**Assignment**
The required answer is an exact copy of every entry underneath.

**Extracted records**
PR #1446, opened 2018-07-24
[Bugfix] Wrong version number observed in a feature branch after a tagged develop is merged into it

ruhullahshah:
- The testcase (failing as of now) is pretty self-explanatory and outlines the problem.


ruhullahshah:
@JakeGinnivan 
- While analysing the code, I saw that you guys to set the `Increment` to `Patch` [here](https://github.com/GitTools/GitVersion/blob/c7c03329ef0ae21496552219a38caa6d16dfb73f/src/GitVersionCore/BranchConfigurationCalculator.cs#L148), is there a specific reason for that?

**Task answer**
PR #1446, opened 2018-07-24
[Bugfix] Wrong version number observed in a feature branch after a tagged develop is merged into it

ruhullahshah:
- The testcase (failing as of now) is pretty self-explanatory and outlines the problem.


ruhullahshah:
@JakeGinnivan 
- While analysing the code, I saw that you guys to set the `Increment` to `Patch` [here](https://github.com/GitTools/GitVersion/blob/c7c03329ef0ae21496552219a38caa6d16dfb73f/src/GitVersionCore/BranchConfigurationCalculator.cs#L148), is there a specific reason for that?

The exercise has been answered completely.